I earned my M.S. degree in Electronic Engineering from Seoul National University of Science and Technology in 2023, where I was advised by Prof. Seung Eun Lee.
During my Master’s, I focused on two main research topics:
Designing flexible architectures to incorporate novel standard for real number arithmetic, specifically “posit”, into general-purpose processors.
Integrating domain-specific hardware for parallel processing into conventional general-purpose processors.
Most of my work was implemented using FPGAs, and some projects were fabricated into ASICs.
Now, I am a Junior Engineer at Hanwha Systems, a leading Korean defense electronics company. In this role, I am responsible for designing SoC FPGA-based image processors and developing RTOS for Heterogeneous MPSoCs. Both of these tasks are related to infrared image processing.
This paper presents a real-time embedded thermal imaging system architecture for compact, energy-efficient, high-quality imaging utilizing heterogeneous system-on-chip and uncooled infrared focal plane arrays (IRFPAs). In contrast to previous systems that organized separate devices for complex image processing, our system provides integrated image processing support for robust sensor-to-surveillance. We organized the image processing architecture into two algorithm stacks: a non-uniformity correction stack to mitigate the distinctive noise vulnerability of uncooled IRFPAs and an image enhancement stack, which includes contrast enhancement and frame-level temporal noise filters.
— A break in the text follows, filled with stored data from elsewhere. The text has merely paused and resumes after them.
PR #5811, opened 2023-11-28
Fix nasdaq top retail working without a key resulting in an error

the-praxs:
Without the api key, `equity.discovery.top_retail` will try to fetch the data but will run into

``` python
openbb_core.app.model.abstract.error.OpenBBError: 'datatable'
```

This PR fixes this by raising an error if Nasdaq API key is not found.


jmaslek:
Should we also add the catch around the datatable not found in the response?

montezdesousa:
@the-praxs I get this. If the key is not being required by default that's would be a bug in the `QueryExecutor`, why should we require the key manually in the fetcher?

Screenshot 2023-11-28 at 18 41 29

the-praxs:
> @the-praxs I get this. If the key is not being required by default that's would be a bug in the `QueryExecutor`, why should we require the key manually in the fetcher?
> 
> Screenshot 2023-11-28 at 18 41 29

I discovered with James that if there's no API key (i.e. its `""`) in this particular model, you will receive the `KeyError` (wrapped as `OpenBBError`. However, there exists a vulnerability that it will accept anything except an empty string in the API key for the link to work.

We can implement this hack for this case or if you have a long-term solution, please let me know!

montezdesousa:
> > @the-praxs I get this. If the key is not being required by default that's would be a bug in the `QueryExecutor`, why should we require the key manually in the fetcher?
> > Screenshot 2023-11-28 at 18 41 29
> 
> I discovered with James that if there's no API key (i.e. its `""`) in this particular model, you will receive the `KeyError` (wrapped as `OpenBBError`). However, there exists a vulnerability that it will accept any string in the API key for the link to work.
> 
> We can implement this hack for this case or if you have a long-term solution, please let me know!

If you check for `None` and `""` line 52 it should work for every provider

Screenshot 2023-11-28 at 18 55 19

the-praxs:
> Should we also add the catch around the datatable not found in the response?

I think we should put a custom exception in try-catch for the `dateable`. Any ideas in mind?

jmaslek (approved):

PR #5820, opened 2023-11-29
Make pro fetchers async

piiq:
This PR picks up from https://github.com/OpenBB-finance/OpenBBTerminal/pull/5788 because the original one is on a fork that prevents me from pushing


tehcoderer:
Closing in favour of #5822, it's upstream now

PR #5829, opened 2023-11-30
Move pytest dependencies from openbb level to to core dev deps level

piiq:
This PR cleans up the leftovers of the core+provider merge. The pytest packages end up in openbb_core dev dependencies


hjoaquim:
Not really related, but, do we need `openbb-core` in the `openbb-devtools` package dependencies?

piiq:
> Not really related, but, do we need `openbb-core` in the `openbb-devtools` package dependencies?

top of my head - no

hjoaquim (approved):
Dependency wizard :mage_man: 
Thanks @piiq

PR #5839, opened 2023-11-30
hotfix/fix-fundamentals-symbol-validator: Fixes error created by validator.

deeleeramone:
This PR fixes a symbol validator that was raising errors in the Balance, Income, Cash standard models when valid symbols are being passed. 

Before:
image

After:
Screenshot 2023-11-30 at 10 40 35 AM


the-praxs:
@jmaslek Do we allow users to use both symbols and CIK or limit them to symbols?

jmaslek:
> @jmaslek Do we allow users to input either symbol(s) or CIK or limit them to symbol(s)?

That would be the ideal case to allow symbol or CIK (or others such as intrinio_id with intrinio commands)

the-praxs (approved):
LGTM 🚀

PR #5844, opened 2023-12-01
Small change in extensions doc 

jmaslek:
Try to make it more clear what is installed when we run pip install openbb.

Also edited the readme for the pypi version.


deeleeramone (approved):
LGTM

PR #5845, opened 2023-12-01
feature/yfinance-multi-ticker: Adds support to openbb-yfinance for multi-ticker download.

deeleeramone:
This PR makes the multi-ticker download functionality within the yFinance library compatible with the OpenBB format.  This is particularly useful for users updating from V3 SDK who are used to having this capability via `openbb.stocks.ca.hist` or `openbb.economy.index`.

Before:

```
obb.equity.price.historical(symbol="AAPL,MSFT", provider="yfinance").to_df()

OpenBBError: 'Open'
```

After:

Screenshot 2023-12-01 at 9 26 54 AM

Screenshot 2023-12-01 at 9 39 17 AM

Screenshot 2023-12-01 at 10 29 36 AM

Screenshot 2023-12-01 at 9 11 39 PM


the-praxs (changes requested):

openbb_platform/providers/yfinance/openbb_yfinance/models/crypto_historical.py
```diff
@@ -72,12 +72,21 @@ def extract_data(
         **kwargs: Any,
     ) -> List[Dict]:
         """Return the raw data from the Yahoo Finance endpoint."""
-        if "-" not in query.symbol:
-            position = len(query.symbol) - 3
-            query.symbol = query.symbol[:position] + "-" + query.symbol[position:]
+
+        tickers = query.symbol.split(",") if "," in query.symbol else [query.symbol]
```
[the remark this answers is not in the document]
deeleeramone: This cannot happen there because it needs to be used as a List internally, `transform_query` will just convert it back to a string-list.

jmaslek, line 76: split method will actually return a list if its not in there so you can drop the conditional

openbb_platform/providers/yfinance/openbb_yfinance/models/crypto_historical.py
```diff
@@ -72,12 +72,21 @@ def extract_data(
...
+        new_tickers = []
+        for ticker in tickers:
+            if "-" not in ticker:
+                position = len(ticker) - 3
+                new_ticker = ticker[:position] + "-" + ticker[position:]
```
jmaslek, line 81: You can also just combine this as:

new_ticker = ticker[:-3] + "-" + ticker[-3:]

The negative slicing gets rid of the need for the intermediate calc.

openbb_platform/providers/yfinance/openbb_yfinance/models/currency_historical.py
```diff
@@ -48,12 +48,22 @@ def transform_query(
...
+        symbols = (
+            params["symbol"].split(",")
+            if "," in params["symbol"]
+            else [params["symbol"]]
         )
+        for symbol in symbols:
+            new_symbol = (
+                f"{symbol.upper()}=X" if "=X" not in symbol.upper() else symbol.upper()
+            )
+            new_symbols.append(new_symbol)
```
jmaslek, line 64: you could replace this whole loop with a single list comprehension:

new_symbols = [f"{s.upper()}=X" if "=X" not in s.upper() else s.upper() for s in symbols]

openbb_platform/providers/yfinance/openbb_yfinance/models/market_indices.py
```diff
@@ -58,6 +58,31 @@ def transform_query(params: Dict[str, Any]) -> YFinanceMarketIndicesQueryParams:
...
+            else [params.get("symbol")]
+        )
+
+        new_tickers = []
+        for ticker in tickers:
+            _ticker = ""
+            indices = pd.DataFrame(INDICES).transpose().reset_index()
+            indices.columns = ["code", "name", "symbol"]
+
+            if ticker in indices["code"].to_list():
```
jmaslek, line 73: all of these to_list() can just be `.values` to optimize the usage of pandas

jmaslek (approved):
lgtm.  Just added a couple stylistic pythonic comments.

openbb_platform/providers/yfinance/openbb_yfinance/models/currency_historical.py
deeleeramone: replaced

openbb_platform/providers/yfinance/openbb_yfinance/models/market_indices.py
deeleeramone: replaced

Issue #6163, opened 2024-03-04
[Bug] Installing openbb-core also installs ruff, prevents upgrade to ">=0.2.0


samueldg:
**Describe the bug**

The `openbb-core` package, required to install `openbb`, defines `ruff` as a dependency in the main group, and not the dev group.

Compare:

https://github.com/samueldg/OpenBBTerminal/blob/47541d4c957d7ab366e3b5f07615b4a7a9916c7e/openbb_platform/core/pyproject.toml#L25

with the (correct) top-level `pyproject.toml`:

https://github.com/samueldg/OpenBBTerminal/blob/47541d4c957d7ab366e3b5f07615b4a7a9916c7e/pyproject.toml#L178

Concretely, this means that you end up with the linter/formatter installed even if you don't want to use it, but more importantly it means that you can't upgrade it to the latest available version (`0.3.0`) because it clashes with the version rule in the `openbb-core` dependencies.

**To Reproduce**

1. Create the following `pyproject.toml` in a new directory:
    
    ```toml
    [tool.poetry]
    name = "openbb-core-test"
    version = "0.1.0"
    description = ""
    authors = ["Test <test@example.com>"]
    
    [tool.poetry.dependencies]
    python = "^3.11"
    openbb-core = "^1.1.2"
    
    [tool.poetry.group.dev.dependencies]
    ruff = "^0.3.0"
    
    [build-system]
    requires = ["poetry-core"]
    build-backend = "poetry.core.masonry.api"
    ```
2. Try to `poetry install`
3. Get the following error

    ```txt
    Because openbb-core (1.1.2) depends on ruff (>=0.1.6,<0.2.0)
     and no versions of openbb-core match >1.1.2,<2.0.0, openbb-core (>=1.1.2,<2.0.0) requires ruff (>=0.1.6,<0.2.0).
    So, because openbb-core-test depends on both openbb-core (^1.1.2) and ruff (^0.3.0), version solving failed.
    ```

We optimized the algorithms for domain-specific factors, including asymmetric multiprocessing (AMP), cache organization, single instruction multiple data (SIMD) instructions, and very long instruction word (VLIW) architectures. The implementation on TI TDA3x SoC demonstrates that our system can process 640×480, 60 frames per second (FPS) videos at a peak core load of 57.5% while consuming power less than 2.2 W for the entire system, denoting the possibility of processing the 1280×1024, 30 FPS videos from the state-of-the-art IRFPAs.
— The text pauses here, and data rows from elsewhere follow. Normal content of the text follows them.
PR #6165, opened 2024-03-04
[Feature] - Excel help page

montezdesousa:
1. **Why**?

    - Need for help page to suggest fixes for excel issues

2. **What**?

    - Creates https://docs.openbb.co/excel/help

3. **Impact**:

    - NA

4. **Testing Done**:

    - `cd website` > `npm start` and check how it looks

### DIFF
--- a/website/content/excel/data-connectors.md
+++ b/website/content/excel/data-connectors.md
@@ -1,6 +1,6 @@
 ---
 title: Data connectors
-sidebar_position: 4
+sidebar_position: 3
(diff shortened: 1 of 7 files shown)


DidierRLopes (approved):
I would also add here something like

"Cannot retrieve the data that you added to the backend of Pro on Excel" -> "this is because you are not running https on Safari or Mac.. blabla".

This helps users debug this known issue while at the same time also highlighting this feature.

PR #6169, opened 2024-03-06
[Feature] Custom choices

hjoaquim:
1. **Why**?:

    - Platform clients need more info on the available choices for certain parameters, which can't use `Literal` directly.

2. **What**?:

    - Adds a way of custom adding choices to the arguments so that Platform clients can leverage this info.
       1. Adds `OpenBBCustomChoices` which is then used on the statics assets to store the choice information.
       2. By leveraging `json_schema_extra` this info automatically is set up on the `openapi.json`.

    - Minor change in the UX, only perceivable when navigating to the command implementation (python) or the `openapi.json`. 
    - Also might introduce some maintenance impact as adds a "new" way of adding choices.
    - Impact score: 5

<details>
    User Experience (UX) Impact: 1
    Performance Impact: 0
    Compatibility Impact: 1
    Security Impact: 0
    Scalability Impact: 1
    Maintenance Impact: 2
    Compliance Impact: 0
    Dependency Impact: 0
</details>

4. **Testing Done**:

    - Running the `PackageBuilder`
    - Running the Rest API and navigating to `/openapi.json`


openbb_platform/core/openbb_core/app/static/package_builder.py
```diff
@@ -500,7 +501,15 @@ def get_extra(field: FieldInfo) -> dict:
...
-            return getattr(field_default, "json_schema_extra", {})
+            keys_to_remove = ["choices"]
+
+            json_schema_extra = {
+                k: v
+                for k, v in getattr(field_default, "json_schema_extra", {}).items()
+                if k not in keys_to_remove
+            }
+
+            return json_schema_extra
```
montezdesousa, line 512: Here we can avoid the iterations

```python
json_schema_extra = getattr(field_default, "json_schema_extra", {})
json_schema_extra.pop("choices", None)
return json_schema_extra
```

montezdesousa (approved):

openbb_platform/core/openbb_core/app/static/package_builder.py
hjoaquim: Was thinking that more keys could be added to `keys_to_remove` in the future, but yes we can do that and eventually to smt like this if needed!

IgorWounds (approved):

PR #6172, opened 2024-03-06
[Bugfix] - Lower case validator in standard models

montezdesousa:
1. **Why**?

    - Allow users to send anycase inputs to case insensitive fields, like `sort: Literal["asc", "desc"]` should support `"Asc"`

2. **What**?

    - Create `to_lower` validator to include standard model fields that can handle this feature
    - Renamed some `upper_symbol` validators to `to_upper` for consistency across files and future use cases besides `symbol`

3. **Impact**:

    - If there are provider models that don't support lower case fields they will break, so I made sure only included literals or obvious non breaking fields like `sort` or `period`

4. **Testing Done**:

    - Unittests

    - Gradually this should be extended to provider fields, but will keep this contained for this PR

### DIFF
--- a/openbb_platform/core/openbb_core/provider/standard_models/equity_historical.py
+++ b/openbb_platform/core/openbb_core/provider/standard_models/equity_historical.py
@@ -37,7 +37,7 @@ class EquityHistoricalQueryParams(QueryParams):
     @field_validator("symbol", mode="before", check_fields=False)
     @classmethod
     def to_upper(cls, v: str) -> str:
-        """Convert symbol to uppercase."""
+        """Convert field to uppercase."""
         return v.upper()
 
     @field_validator("interval", mode="before", check_fields=False)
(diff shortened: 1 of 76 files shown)


openbb_platform/core/openbb_core/provider/standard_models/equity_historical.py
```diff
@@ -36,10 +36,16 @@ class EquityHistoricalQueryParams(QueryParams):
 
     @field_validator("symbol", mode="before", check_fields=False)
     @classmethod
-    def upper_symbol(cls, v: str) -> str:
-        """Convert symbol to uppercase."""
+    def to_upper(cls, v: str) -> str:
+        """Convert field to uppercase."""
         return v.upper()
 
+    @field_validator("interval", mode="before", check_fields=False)
```
deeleeramone, line 43: We have "1m" and "1M" for intervals, where upper case M = Month and lower case m = minute.

montezdesousa: Thanks for raising that, I'll remove interval

IgorWounds (approved):

deeleeramone (approved):

PR #6177, opened 2024-03-10
[Enhancement] Improve Intrinio Unusual Options

deeleeramone:
1. **Why**?:

    - The current target endpoint had only a parameter for "symbol", it was returning no results today directly from the Intrinio API.

    - Targets a different Intrinio endpoint "intraday", which is parameterized but very difficult to get a complete data set for a single date.

    - To overcome some of the challenges of the data retrieval:
        - `start_date`/`end_date` are valid only when a symbol is supplied, else `start_date` is the effective "target date".
          - enforced via `model_validator`.
        - pagination occurs at 1000 records, but a typical day has between 50-80K.
          - default "limit" is set at 100K.
          - absolute max limit is 1.25M, based on outlier dates. 

    - Improved UX and data mining capability.
    - Using max ceiling for "limit" will take > 1 min.
    - Using without supplying "symbol" will result in a large number of API calls.

4. **Testing Done**:

    - `obb.derivatives.options.unusual(start_date="2023-11-17")`
    - `obb.derivatives.options.unusual(start_date="2023-11-20")`
    - `obb.derivatives.options.unusual(start_date="2023-11-20", limit=1200000)` 
    - `obb.derivatives.options.unusual(start_date="2023-11-20", symbol="AAPL")`


IgorWounds (approved):

deeleeramone:
Unclear why the test is failing, it's definitely a valid ISO string:

```
from datetime import datetime

v = "2023-11-20T15:45:05.837Z"
datetime.fromisoformat(v)
```

```
datetime.datetime(2023, 11, 20, 15, 45, 5, 837000, tzinfo=datetime.timezone.utc)
```

PR #6191, opened 2024-03-11
[BugFix] Update Nasdaq Econ Calendar Headers

deeleeramone:
1. **Why**?:

    - While doing some testing in Colab, I noticed the economic calendar from Nasdaq wasn't returning, but all the other calendars are. Locally, was fine, but not on Colab. 

2. **What**? :

    - It was using a different schema for the request headers, changed it to be like the other ones.

3. **Impact** :

    - N/A

4. **Testing Done**:

    - Could only test locally, will not know for certain until a nightly build, but still works locally!


the-praxs (approved):
LGTM 🚀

Designing high-performance hardware sorter for resource-constrained systems is challenging due to physical limitations and the need to balance streaming bandwidth with memory throughput. This paper introduces a novel, scalable hardware sorter architecture with fully-streaming support and an accompanying RTL generator to provide versatile, energy-efficient hardware acceleration. Our solution employs a dual-layer architecture consisting of a parallel one-way linear insertion sorter (OLIS) for bandwidth optimization and a cyclic bitonic merge network (CBMN) for a compact, high-throughput implementation. Furthermore, we developed the RTL generator written in Chisel to provide the agile implementation of the scalable architecture. Experimental results targeting the Xilinx XVU37P-FSVH2892-2L-E FPGA show that our design achieves up to 126.26% increase in throughput and 68.46% decrease in latency, with an area increment of no more than 132.94% for LUTs, and a decrement of up to 79.84% for flip-flops, compared to state-of-the-art streaming sorter.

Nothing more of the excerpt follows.